EVALUATION OF THE BIOACTIVE POTENTIAL OF PEPTIDES FRACTIONS OBTAINED FROM TRIGGERFISH (Balistes capriscus) COPRODUCTS
Name: MONIQUE LOPES RIBEIRO
Publication date: 30/04/2024
Examining board:
Name |
Role |
|---|---|
| ALEXANDRE MARTINS COSTA SANTOS | Presidente |
| BARTOLOMEU WARLENE SILVA DE SOUZA | Examinador Externo |
| JAIRO PINTO DE OLIVEIRA | Examinador Externo |
| MARIA APARECIDA CICILINI | Examinador Externo |
| MARIA GABRIELA BELLO KOBLITZ | Examinador Externo |
Summary: Fish industry generates a significant amount of waste which have high biological value and potential for industrial use. The aim of this study was to evaluate the antioxidant and ACE-inhibitory activities of peptide fractions from triggerfish (Balistes capriscus) processing coproducts. Molecular mass distribution of the proteins extracted from fish viscera was determined by molecular exclusion chromatography presenting fractions with a wide range of molecular mass (<1.2 kDa to > 440 kDa). Soluble Protein Extract (SPE) was hydrolysate using papain (HP), bromelain (HB) and trypsin (HT) (3% p.p-1, 6h). Samples were fractionated (>100 MWCO, 30–100, 10-30 and < 10 MWCO). Antioxidant activity of fractions was evaluated and fraction SPE4 (<10 MWCO) showed the highest value of Trolox Equivalent Antioxidant Capacity - TEAC (10,157.7 mol Trolox. g-1) and Ferric Reducing Antioxidant Power - FRAP (1,588.71 mol FeSO4. g1 ). SPE and hydrolysates (<10MWCO) were separated by ion-exchange chromatography.
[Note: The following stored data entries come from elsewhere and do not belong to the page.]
PR #137, opened 2022-12-21
[RSDK-1597] Update package proto

agreenb:
Update to a `packages` package and directory.


agreenb:
@stevebriskin Attempted to add the linter into our toolkit, but wasn't quickly able to get it working. I assume the java issue is with the namespace rather than the RPC service, and there's no requirement for the directory/package to match the service name. 

Think PackageService is still preferable to PackagesService.

stevebriskin (approved):

agreenb:
+ @sbal13 for the gateway annotations

sbal13 (approved):
🔥

tahiyasalam (approved):

tahiyasalam (commented):
Quick check: under app and gen/js/app, we have both package/ and packages/

Maybe remove and run `make/dist-buf` again?

agreenb:
@stevebriskin This is a breaking change since removes the old "package.proto" file, so good to force merge!

Double checking again that the issue was the namespace and not `message Package`, which is currently still present.

stevebriskin:
Yes, the issue was with the package namespace, not the service name -- `package viam.app.package.v1;`

agreenb:
@tahiyasalam Great catch, wiped gen/js clean locally to get it working.

@stevebriskin now ready :)

PR #357, opened 2025-12-02
use requests library instead of 'curl' and obtain all comments

### LINKED ISSUE #356: Overview table from `bot:status last_build` of the bot is incomplete for large numbers of builds
See https://github.com/EESSI/software-layer/pull/1278#issuecomment-3601273996

It may be that we're exceeding some length when gathering the input data _or_ when producing the overview table?

trz42:
fixes #356 

PR looks much bigger than it actually is. For most lines, only indentation has been reduced by one level / 4 spaces (previous version: lines 1217 - 1356, new version: lines 1229 - 1368)

Other changes are:
- imports `requests` library
- replaces the existing logic relying on the `curl` command by using the `requests` library plus using the `Link` header in the response for obtaining the next _page_ of the paginated response (if PR has more than 100 comments) and handles an exception if any happens while querying GitHub's REST API
- variable that contains all comments changed from `comments` to `all_comments`
- old lines 1358-1359 are not needed any longer


casparvl:
Tested in https://github.com/casparvl/software-layer/pull/6, I can confirm it fixes the issue since this report https://github.com/casparvl/software-layer/pull/6#issuecomment-3689727282 is complete (even though there is >> 100 comments and the build is comment 130-or-so).

I'll still need to review the actual code, but this is promising at least :)

tasks/build.py
```diff
@@ -1207,154 +1208,163 @@ def request_bot_build_issue_comments(repo_name, pr_number):
...
-                on_arch_fmt_with_accel = on_arch_fmt.format_map(PartialFormatDict(on_accelerator=accelerator_fmt))
-                on_arch_re_with_accel = template_to_regex(on_arch_fmt_with_accel)
-                on_arch_match = re.match(on_arch_re_with_accel, comment_body[1])
+
+    url = f'https://api.github.com/repos/{repo_name}/issues/{pr_number}/comments'
+    all_comments = []
+
+    try:
+        while url:
+            response = requests.get(url, params={'per_page': 100})
```
casparvl: You should specify a `timeout` argument - default is 'None', which means it'll wait forever if it doesn't get a response. I'm not sure what a good value is, but I guess 10 would be pretty reasonable.

```suggestion
            response = requests.get(url, params={'per_page': 100}, timeout=10)
```

casparvl (changes requested):
Should specify a timeout to avoid indefinite hangs.

We should also realize that we might hit the unauthenticated rate limit (60 requests/hour) quite easily. A token could help, but that would probably have to be set in the config of the bot... Some dummy code of how it would be used here is then:

```
    headers = {}
    if token:
        headers["Authorization"] = f"Bearer {token}"
...
    response = requests.get(url, params={'per_page': 100}, headers=headers, timeout=10)
```

It is a bit weird, since this means the bot would need someone's token (i.e. identify as an individual)... but it could be an optional configuration. Having the capability at least means an easy fix (update of a bot config, rather than a full new bot code) if we ever hit this. I leave it up to you if you think it's worth implementing in this PR - I'm also fine in doing it in a follow-up PR, or even just postponing until it is _actually_ an issue.

Another thing that could be considered is to wrap this in a retry loop, to make it more resilient against transient 5xx errors or network hiccups.

Again, pseudo (well: unchecked) code:

```
while url:
        for attempt in range(1, max_retries + 1):
            try:
                resp = requests.get(
                    url,
                    params={"per_page": per_page},
                    headers=headers,
                    timeout=10,                 # avoid hanging forever
                )
                resp.raise_for_status()       # 4xx/5xx → exception
                break                         # success → exit retry loop
            except requests.HTTPError as http_err:
                # 5xx are usually transient – retry; 4xx are not
                if 500 <= resp.status_code < 600 and attempt < max_retries:
                    wait = 2 ** attempt
                    log.warning(
                        "Transient HTTP %s, retry %d/%d after %ds",
                        resp.status_code, attempt, max_retries, wait,
                    )
                    time.sleep(wait)
                    continue
                # re‑raise – caller will see the exception
                raise
            except requests.RequestException as req_err:
                # network glitches, timeouts, DNS failures, etc.
                if attempt < max_retries:
                    wait = 2 ** attempt
                    log.warning("Network error: %s – retry %d/%d after %ds",
                                req_err, attempt, max_retries, wait)
                    time.sleep(wait)
                    continue
                raise
```

Again, I'm not convinced we should do this in the current PR - we could also retry by just calling `bot:status` again. To me, a quick merge is more important, as it is currently very hard to get (complete) status overviews for builds with many targets (i.e. CPU+GPU), which is _exactly_ where this functionality is most essential. It's almost impossible to check if all CPU+GPU combinations for 2025.06 are covered, currently.

trz42:
> Should specify a timeout to avoid indefinite hangs.

Good point. Should be configurable, thus easy to change.

> We should also realize that we might hit the unauthenticated rate limit (60 requests/hour) quite easily. A token could help, but that would probably have to be set in the config of the bot... Some dummy code of how it would be used here is then:
> 
> ```
>     headers = {}
>     if token:
>         headers["Authorization"] = f"Bearer {token}"
> ...
>     response = requests.get(url, params={'per_page': 100}, headers=headers, timeout=10)
> ```

As far as I know, the bot already creates short-lived tokens (using its certificate). I guess that could be used here too.

> It is a bit weird, since this means the bot would need someone's token (i.e. identify as an individual)... but it could be an optional configuration. Having the capability at least means an easy fix (update of a bot config, rather than a full new bot code) if we ever hit this. I leave it up to you if you think it's worth implementing in this PR - I'm also fine in doing it in a follow-up PR, or even just postponing until it is _actually_ an issue.

I think there is no need for a 'personal' token here, and it wouldn't be a good solution either. No need to have it as an extra configuration setting.

> Another thing that could be considered is to wrap this in a retry loop, to make it more resilient against transient 5xx errors or network hiccups.

Generally, good idea to improve resilience, but I would consider this out-of-scope for this PR. Perfectly fine to open a new issue on that (if no issue on that exists yet).

> Again, pseudo (well: unchecked) code:
> 
> ```
> while url:
>         for attempt in range(1, max_retries + 1):
>             try:
>                 resp = requests.get(
>                     url,
>                     params={"per_page": per_page},
>                     headers=headers,
>                     timeout=10,                 # avoid hanging forever
>                 )
>                 resp.raise_for_status()       # 4xx/5xx → exception
>                 break                         # success → exit retry loop
>             except requests.HTTPError as http_err:
>                 # 5xx are usually transient – retry; 4xx are not
>                 if 500 <= resp.status_code < 600 and attempt < max_retries:
>                     wait = 2 ** attempt
>                     log.warning(
>                         "Transient HTTP %s, retry %d/%d after %ds",
>                         resp.status_code, attempt, max_retries, wait,
>                     )
>                     time.sleep(wait)
>                     continue
>                 # re‑raise – caller will see the exception
>                 raise
>             except requests.RequestException as req_err:
>                 # network glitches, timeouts, DNS failures, etc.
>                 if attempt < max_retries:
>                     wait = 2 ** attempt
>                     log.warning("Network error: %s – retry %d/%d after %ds",
>                                 req_err, attempt, max_retries, wait)
>                     time.sleep(wait)
>                     continue
>                 raise
> ```
> 
> Again, I'm not convinced we should do this in the current PR - we could also retry by just calling `bot:status` again. To me, a quick merge is more important, as it is currently very hard to get (complete) status overviews for builds with many targets (i.e. CPU+GPU), which is _exactly_ where this functionality is most essential. It's almost impossible to check if all CPU+GPU combinations for 2025.06 are covered, currently.

Ack.

trz42:
PR has been updated and tested (for tests, see https://github.com/trz42/software-layer/pull/93).
- The update adds a timeout for the API which is configurable. 
- Also uses an access token to benefit from higher REST API limits (5000 vs 60 per hour). REST API rate limit information is obtained and logged.

casparvl (approved):
Looks perfect, tested in https://github.com/casparvl/software-layer/pull/6#issuecomment-3805074258 myself, works like a charm. Great addition @trz42 !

Fraction F1 showed the highest value for TEAC capacity (8,839.04 mol Trolox. g-1) and FRAP (1,749.94 mol FeSO4. g-1). ACE-inhibitory activity was evaluated for non-hydrolysate and hydrolysate fractions. Fractions F3, F5 and HP3 showed the lowest IC50 value (30.1, 42.7 e 37.7 µg, respectively). Antimicrobial activity was observed in samples SPE (against S. aureus), F1 and F4 (against Pseudomonas sp.) It was identified 20 amino acid sequences that could contribute to the biological activity of the peptide fractions. Proteins extracted from triggerfish viscera demonstrated to be a good source of bioactive peptides that may have food and pharmaceutical applications.